Imagine, for example, that you are a software developer reviewing a proposed code change, a ‘pull request’, to Meta’s open-source Llama model.
This code adds randomness (‘noise’) into the generated chunks of text with a specified probability. It will change what the LLM outputs in response to every prompt. From the code alone, it’s not possible to determine how the text will change. How can a developer possibly determine what impact this will have on ‘inclusive growth, sustainable development and well-being’?
In this case, a more relevant version of this principle for the developer might be to promote sustainability by minimising the carbon emissions of the model. This is measurable and at least partially within their sphere of control. As a result, they can meaningfully advocate for improvement. In the case of the pull request above, the changes might significantly increase the processing time for each response, skyrocketing the resulting emissions. The developer could work to abide by this principle by creating automated tests to reject pull requests that increase processing time by more than a set threshold.
Progress is possible
It is not idealistic to call for responsible AI. It is essential if we want to live in a world centred around humans rather than algorithms. However, to make progress towards this vision in industry, we need amended principles and new standards of accountability.
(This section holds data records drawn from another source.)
PR #8901, opened 2016-09-19
Counter for failed backup operations

jerrinot:


hazelcast/src/main/java/com/hazelcast/spi/impl/operationservice/impl/OperationRunnerImpl.java
```diff
@@ -89,6 +90,9 @@
     private final Address thisAddress;
     private final boolean staleReadOnMigrationEnabled;
 
+    @Probe(name = "failedBackups")
+    private final Counter failedBackupsCounter = newSwCounter();
```
pveentjer: Do you want to track this per partition operation runner?

jerrinot: I am indecisive. it's makes it harder to interpret it, but it gives finer-grained view. wdyt?

pveentjer: Personally I don't care of this information on a partition level, however if you want to have it, go nuts.

However the probes on non partition operationrunnerimpl should not be created. Because they will always be null and therefor cause noise.

hazelcast/src/main/java/com/hazelcast/spi/impl/operationexecutor/OperationRunnerFactory.java
```diff
@@ -28,14 +30,14 @@
...
-    OperationRunner createPartitionRunner(int partitionId);
+    OperationRunner createPartitionRunner(int partitionId, Counter failedBackupsCounter);
 
     /**
      * Creates an OperationRunner to execute generic Operations.
      *
      * @return the created OperationRunner
      */
-    OperationRunner createGenericRunner();
+    OperationRunner createGenericRunner(Counter failedBackupsCounter);
```
pveentjer: No counter needed; generic and ad hoc will never have backups.

jerrinot: silly me!

pveentjer:
Since it is not a risky change, I'm merging this one.

PR #8902, opened 2016-09-19
ReplicatedMap and DurableExecutor IdentifiedSerializable

tombujok:


tombujok:
Will be squashed on merge

hazelcast/src/main/java/com/hazelcast/replicatedmap/impl/operation/PutAllOperation.java
```diff
@@ -36,7 +34,7 @@
 /**
  * Puts a set of records to the replicated map.
  */
-public class PutAllOperation extends Operation implements IdentifiedDataSerializable {
+public class PutAllOperation extends AbstractSerializableOperation {
```
pveentjer: Should this operation not extend from AbstractReplicatedMapOperation?

hazelcast/src/main/java/com/hazelcast/replicatedmap/impl/operation/ReplicatedMapDataSerializerHook.java
```diff
@@ -47,8 +47,19 @@
     public static final int OP_MERGE = 9;
     public static final int VERSION_RESPONSE_PAIR = 10;
     public static final int OP_GET = 11;
+    public static final int OP_CHECK_REPLICA_VERSION = 12;
```
pveentjer: I would fix these constant names. Most other data-structures don't use 'OP_' prefix.

hazelcast/src/main/java/com/hazelcast/replicatedmap/impl/operation/VersionResponsePair.java
```diff
@@ -28,6 +28,7 @@
  * Contains response and partition version for update operations on replicated map.
  */
 public class VersionResponsePair implements DataSerializable, IdentifiedDataSerializable {
```
pveentjer: This interface only needs to implement IdentifiedDataserializable, since that extends DataSerializable.

hazelcast/src/main/java/com/hazelcast/replicatedmap/impl/operation/PutAllOperation.java
tombujok: I wanted to have it like this, but the AbstractReplicatedMapOperation has some fields that are not used everywhere, so actually AbstractReplicatedMapOperation should extend AbstractSerializableOperation.

tombujok: Fixed

hazelcast/src/main/java/com/hazelcast/replicatedmap/impl/operation/ReplicatedMapDataSerializerHook.java
tombujok: Thx. Fixed

hazelcast/src/main/java/com/hazelcast/replicatedmap/impl/operation/VersionResponsePair.java
tombujok: Thx. Fixed

pveentjer:
:+1:

PR #8905, opened 2016-09-19
Lock module IdentifiedDataSerializable

pveentjer:


hazelcast/src/main/java/com/hazelcast/concurrent/lock/LockDataSerializerHook.java
```diff
@@ -42,20 +42,23 @@
...
+    public static final int GET_LOCK_COUNT = 7;
+    public static final int GET_REMAINING_LEASETIME = 8;
+    public static final int IS_LOCKED = 9;
+    public static final int LOCK_BACKUP = 10;
+    public static final int LOCK = 11;
+    public static final int LOCK_REPLICATION = 12;
+    public static final int SIGNAL_BACKUP = 13;
+    public static final int SIGNAL = 14;
+    public static final int UNLOCK_BACKUP = 15;
+    public static final int UNLOCK = 16;
```
tombujok: Hmm, I guess we should not change the IDs? 
I mean in theory there won't be 3.7 talking to 3.8 but still it's kind of shaky... WDYT?

pveentjer: I think we can change the id's when needed. It doesn't make the system any more or less reliable since the container is now causing an incompatibility (it went from DS to IDS).

tombujok: Fair enough.

PR #8906, opened 2016-09-19
IMap.tryRemove javadoc fix

### LINKED ISSUE #8884: IMap:tryRemove(K key, long timeout, TimeUnit timeunit) Javadoc is not correct
I was looking for a "remove" method on IMap that doesn't return the previous value (in order to avoid deserialization). I found "tryRemove" and here is his Javadoc : 

http://docs.hazelcast.org/docs/3.7/javadoc/com/hazelcast/core/IMap.html#tryRemove(K,%20long,%20java.util.concurrent.TimeUnit)

I think that the "Warning-2:" isn't correct because this method does return only a boolean. It's a little bit confusing in here.

Am I correct ?

Have a good day :smile: 

Edit : by the way, the correct method for what I expected was "delete"

pveentjer:
fix #8884


pveentjer:
Merging this one since it is just removal of incorrect javadoc.

PR #8907, opened 2016-09-19
Gets expiration paramaters from config object

ahmetmircik:


hazelcast/src/main/java/com/hazelcast/map/impl/eviction/ExpirationManager.java
```diff
@@ -234,15 +242,13 @@ private boolean notHaveAnyExpirableRecord(PartitionContainer partitionContainer)
     }
 
     private Operation createExpirationOperation(int expirationPercentage, int partitionId) {
-        ClearExpiredOperation clearExpiredOperation = new ClearExpiredOperation(expirationPercentage);
-        NodeEngine nodeEngine = mapServiceContext.getNodeEngine();
-        clearExpiredOperation
-                .setNodeEngine(nodeEngine)
+        Operation operation = new ClearExpiredOperation(expirationPercentage);
```
pveentjer: Why not use:
```
return new ClearOperation()
   .setblabla()
   .setFoofoo();
```

ahmetmircik: done.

Principle creators must ground their principles in specific internationally accepted norms rather than attempting to define what is ‘ethical’. While there is without doubt a need for broader conceptualisations of AI ethics in research and public debate, in industry narrower definitions are crucial to eliminate ambiguity that can all too easily be dismissed as meddlesome ‘politics’.
These norm-based principles must then be translated to fit products’ specific contexts and individual roles’ spheres of control. Everyone – from sales to development – must understand their AI responsibilities. Crucially, companies must fully commit to these shared norms rather than acknowledging them only in vague policy commitments, and must be held legally accountable for doing so. The CoE Framework Convention on Artificial Intelligence and human rights, democracy and the rule of law is a promising first step towards this, but it remains to be seen whether its obligations for the private sector will be enforced in practice.
We demand respect for our shared norms from immigrants and citizens; why do we hesitate to ask the same from the companies within our borders? It’s time to hold our ‘corporate citizens’ to the same standards.